Intel Core i5 And Core i7: Intel’s Mainstream Magnum Opus

So now we have Core i7-800s on LGA 1156 and Core i7-900s on LGA 1366. Confusing, yes. But I’ve tried to make it clear here, at least, that what makes an i7 an i7 is its inclusion of Hyper-Threading technology. Indeed, Intel also uses clock rate as a differentiator, and at least in theory you should get more Turbo Boost from an i7-800-series CPU than an i5 as well.

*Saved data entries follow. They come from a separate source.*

Issue #1129, opened 2023-02-03
Get karma browser tests running again


hipstersmoothie:

nopeless:
@hipstersmoothie on it

hipstersmoothie:
Oh wait!

hipstersmoothie:
Before you do this I think you should look into using this project

https://twitter.com/HipsterSmoothie/status/1622298963486572544

It seems a bit newer and support using playwright which would be really nice to use.

hipstersmoothie:
It might also be easier to get playwright running on CI than karma

hipstersmoothie:
we use vitest browser mode now

PR #1157, opened 2023-02-05
Fix-karma

nopeless:
Karma has been fixed


nopeless:
#1129

hipstersmoothie:
Could you try to remove all the browserify modules? I think there is a webpack-karma that might be better. Working on fixing CI right now for PRs

nopeless:
> Could you try to remove all the browserify modules? I think there is a webpack-karma that might be better. Working on fixing CI right now for PRs

Sounds good.

hipstersmoothie:
Here is where to turn the tests back on https://github.com/jimp-dev/jimp/blob/master/.github/workflows/build.yml#L69

nopeless:
@hipstersmoothie are we going to change browser testing framework in the TS release/next branch?

hipstersmoothie:
I think keeping the ability to run the tests in the browser is a good idea. 

I think karma is kinda old and we could replace it with [this](https://github.com/jimp-dev/jimp/issues/1129#issuecomment-1418286649) and playwright and get something better

Since I want to test in browser mocha will probably stay but I'm working on switching the assertion library from should to expect.

hipstersmoothie:
The TS refactor shouldn't effect any of this

hipstersmoothie:
Well expect doesn't work in browser </3

nopeless:
> The TS refactor shouldn't effect any of this

yes but point is why not change testing framework when changing code as well

nopeless:
@hipstersmoothie Moving to webpack is causing issues with `package/test-utils` as apparantly Jimp had some kind of hack for loading tests

hipstersmoothie:
Id try the newer tool before any further getting karma working. 

If it makes it simpler you can also assume for the browser tests that jimp has already been bundles and exists in packages/jimp/browser/lib

nopeless:
@hipstersmoothie As some pointed out, we still have to maintain it for some time. We should still use Karma for the JS version of Jimp

nopeless:
@hipstersmoothie With that being said, even if we go to playwright I belive I would still have to debug this `getTestDir` in `test-utils`

nopeless:
Fixes #1129

nopeless:
Issue found. esmodules don't have a prototype

Resorting to .default should be the fix

nopeless:
image
Another reason why I advocate for a full rewrite. This is not maintainable behavior

hipstersmoothie:
@nopeless I may have a PR that makes this easier

nopeless:
If you are talking about #1163, it doesn't fix the webpack issue. The conversion from CJS to ESM breaks tests as well

hipstersmoothie:
https://github.com/jimp-dev/jimp/pull/1163

hipstersmoothie:
What/how are you web packing? The library itself already bundles fine we should be able to use that bundle to run tests with in a browser.

> https://github.com/jimp-dev/jimp/pull/1157#issuecomment-1418323259

Could you file an issue for this and propose what you think it should be?

nopeless:
```js
import { Jimp, mkJGD } from "@jimp/test-utils";

describe("Compare image difference", () => {
  let imgs = [
    Jimp.read(mkJGD("2222", "4444", "6666", "8888")),
```

@hipstersmoothie It seems that the Jimp here is the esmodule Jimp itself not Jimp class. That is what's causing the issue

hipstersmoothie:
Ahhh I see

nopeless:
> Ahhh I see

I currently have a hack where on `jgd-wrapper` I unwrap Jimp to Jimp.default when Jimp is esmodule but I believe it is ultimately up to you to decide how you want to resolve this issue

hipstersmoothie:
Ok so if you're trying to get karma to still work I think we should stop that

The steps I see for running the tests in browser:

1. Install this tool https://modern-web.dev/docs/test-runner/overview/
2. Configure it to match our tests
3. probably will need to use https://modern-web.dev/docs/dev-server/plugins/esbuild/
4. configure it to use playwright

nopeless:
> Ok so if you're trying to get karma to still work I think we should stop that
> 
> The steps I see for running the tests in browser:
> 
> 1. Install this tool https://modern-web.dev/docs/test-runner/overview/
> 2. Configure it to match our tests
> 3. probably will need to use https://modern-web.dev/docs/dev-server/plugins/esbuild/
> 4. configure it to use playwright

I am almost certain that this isn't a Karma issue. (Unless you are talking about the esoteric loading system that is in place for karma at the moment. That is certainly an issue that this PR will fix)

If, however, configuring esbuild and an alternative testing system implies removing the current one, I am definitely up for that. For now, I don't think we need more changes other than using webpack.

hipstersmoothie:
Yeah I def wanna remove karma entirely. mocha + expect are here to stay but karma I want gone

nopeless:
> Yeah I def wanna remove karma entirely. mocha + expect are here to stay but karma I want gone

Well, we can do that in another PR. I want Karma at least running so it can run against other fixes while the test migration is in progress

hipstersmoothie:
Sounds like a good plan!

nopeless:
Apparantly the newest build updated yarn.lock for packages as well since I had updated test-utils

With that being said, why is test-utils in src in the first place

packages/test-utils/src/index.js
```diff
@@ -13,7 +13,8 @@ export function hashForEach(hash, func) {
 }
 
 export function getTestDir(dir) {
-  const testRE = /\/[^/]+\.test\.js($|\?.*)/;
+  // Legacy webpack support. I do not know the exact purpose of this file
```
hipstersmoothie, line 16: yeah I have no clue either lol. We'll probably need to revisit when moving away from karma

packages/test-utils/src/jgd-wrapper.js
```diff
@@ -38,8 +38,28 @@ function configureJimp() {
   });
 }
 
-const Jimp =
-  typeof window !== "undefined" && window.Jimp ? window.Jimp : configureJimp();
+/**
+ * The ultimate hack
```
hipstersmoothie, line 42: Could you explain what you think is going on?

hipstersmoothie:
@nopeless you can update the lock file just by running `yarn`

hipstersmoothie:
Organizing packages like this is pretty standard for JS monorepos

packages/test-utils/src/jgd-wrapper.js
nopeless: Essentially this is just recursively unwrapping Jimp to get Jimp class. The reaason why I made it recursive is because I do not know what kind of updates you will make so this is a dirty future proof hack

hipstersmoothie: Could you add that in the comment?

nopeless:
The lock file is already updated. I just found it weird that tests loaders are coupled with the versioning. I understand why tests are part of the versions but the loaders should be minimal and not versioned; A gotcha moment for me

nopeless:
@hipstersmoothie I see wht you mean

hipstersmoothie:
whoops this closed cause I renamed master

PR #1165, opened 2023-02-06
Switch to fetch for url requests

danielholmes:
# What's Changing and Why

[Core/request](https://github.com/jimp-dev/jimp/blob/8c0d0f3b8232d08acac06e9d7bfc5789489c6e1c/packages/core/src/request.js) is the last source file using commonJS exports. It's not a simple syntax change though since it uses a feature of CJS not available in ESM - conditional exports. Specifically, if in a browser or electron environment then the global `XMLHttpRequest` is being used, but in a node environment the node only package [`phin`](https://www.npmjs.com/package/phin) is being used.

This is one of the hard blockers for ESM based tool compatibility (e.g. vite and rollup). See [my example repo](https://github.com/danielholmes/jimp-vite) for a playground trying to get this working.

NodeJS has `fetch` built in from v18 onwards and [browser compatibility for fetch is now very high](https://caniuse.com/fetch). I propose a move to fetch instead of the conditional requires.

I went back and forth about whether to use fetch and rely on the library users to install a polyfill if needed or to include a polyfill within jimp. Without the polyfill I think a lot of projects will break and I think that should maybe be done in a "big" release (like `1.0`), but let me know what you think.

`loadFromURL` can take a set of `options`. When in the node environment all those options are passed to `phin`. Any options used to pass to phin that are not supported by the fetch API will stop working.

## Tasks

- [x] Add tests
- [ ] Update Documentation
- [ ] Update `jimp.d.ts`

### DIFF
--- a/packages/core/test/request.test.js
+++ b/packages/core/test/request.test.js
@@ -35,18 +35,18 @@ const httpHandler = (req, res) => {
 };
 
 describe("request", () => {
-  const httpServer = http.createServer(httpHandler);
-  before(() => {
-    httpServer.listen(5136);
-  });
-
-  after(() => {
-    httpServer.close();
-  });
-
   if (typeof window !== "undefined" && typeof window.document !== "undefined") {
     xit("Not testing requests in browser");
   } else {
+    const httpServer = http.createServer(httpHandler);
+    before(() => {
+      httpServer.listen(5136);
+    });
+
+    after(() => {
+      httpServer.close();
+    });
+
     it("loads standard response", async () => {
       await jimp.read("http://localhost:5136/corrected.png");
     });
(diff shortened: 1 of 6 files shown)


packages/core/test/request.test.js
```diff
@@ -33,26 +34,33 @@ const httpHandler = (req, res) => {
...
-describe("redirect", () => {
+describe("request", () => {
+  const httpServer = http.createServer(httpHandler);
+  before(() => {
+    httpServer.listen(5136);
+  });
+
+  after(() => {
+    httpServer.close();
+  });
```
hipstersmoothie, line 45: I think the still need to be in the if to make the browser tests runnable

hipstersmoothie (changes requested):

packages/core/test/request.test.js
danielholmes: Whoops that was a mistake. Fixed now. Thanks.

hipstersmoothie (approved):

PR #1205, opened 2023-02-22
Export ColorActionName enum

### LINKED ISSUE #987: Image `saturate` / `desaturate` appear on the doc, but not on the module...
# Expected Behavior
Hi, I would like to reduce or increase my image saturation, as specified in the doc [here](https://github.com/oliver-moran/jimp/tree/master/packages/jimp#advanced-usage), but the module doesn't have those options.  
My issue refer to another one, previously closed: https://github.com/oliver-moran/jimp/issues/968

# Current Behavior
`Type '"saturate"' is not assignable to type 'ColorActionName'.` because `saturate` or `desaturate` (and `lighten`, `darken`) doesn't exist on `ColorActionName`.

\-\-\-

## Steps to Reproduce
Try to change the saturation of an image
```js
image.color([{ apply: 'saturate', params: [10] }]);
```
As you can see on the screen, even Intellisense doesn't propose me `saturate`, `desaturate`...
**Screenshots**  
Intellisense

## Context
- Jimp Version: 0.16.1
- Operating System: macOS Big Sur 11.2
- Node version: v14.15.1

## Failure Logs
```
$ npm start
>>> src/helpers/FilterManager.ts(95,17): error TS2322: Type '"saturate"' is not assignable to type 'ColorActionName'.
```

daniellwdb:
# What's Changing and Why
This PR fixes #987 by exporting an enum with all possible values for the `color` method's apply parameters. I chose to use an enum because this makes refactoring easier compared to having plain strings. Originally the `ColorActionName` type was missing some values.

This is a breaking change for projects using TypeScript because they would have to reference the enum directly and use their values. 

Some possible fix for backwards compatibility (>TS4.1):
```diff
++ type ColorActionNameValue = `${ColorActionName}`

type ColorAction = {
-- apply: ColorActionName;
++ apply: ColorActionName | ColorActionNameValue;
```
If older versions need to be supported I can try to look into it.

## Tasks

- [x] Add tests
- [ ] Update Documentation
- [ ] Update `jimp.d.ts`

### DIFF
--- a/packages/jimp/types/test.ts
+++ b/packages/jimp/types/test.ts
@@ -1,4 +1,5 @@
 import * as Jimp from "jimp";
+import { ColorActionName } from "@jimp/plugin-color";
 
 const jimpInst: Jimp = new Jimp("test");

As you probably already know, Hyper-Threading is Intel’s simultaneous multi-threading technology that presents each physical core as two logical cores to an operating system. Thus, when you open the Task Manager on a Hyper-Threading-enabled Nehalem-based CPU, you see eight threads. This doesn’t mean you suddenly have the equivalent of an eight-core processor. Instead, Intel duplicates certain resources in each physical core to make the technology available; it’s better to think of Hyper-Threading as allowing the execution resources on a quad-core i7 to be better-utilized in threaded workloads.

We know that MainConcept Reference, for example, is well-threaded. By simply turning Hyper-Threading on, our transcoding workload falls from 1:48 to 1:26.

Similarly, the latest version of AVG’s anti-virus software realizes a massive gain thanks to Hyper-Threading. Less-optimized or simply multi-tasked environments will yield less-pronounced results, but there certainly seems to be a reason to at least consider a Core i7 if you’re able to benefit from what Hyper-Threading offers.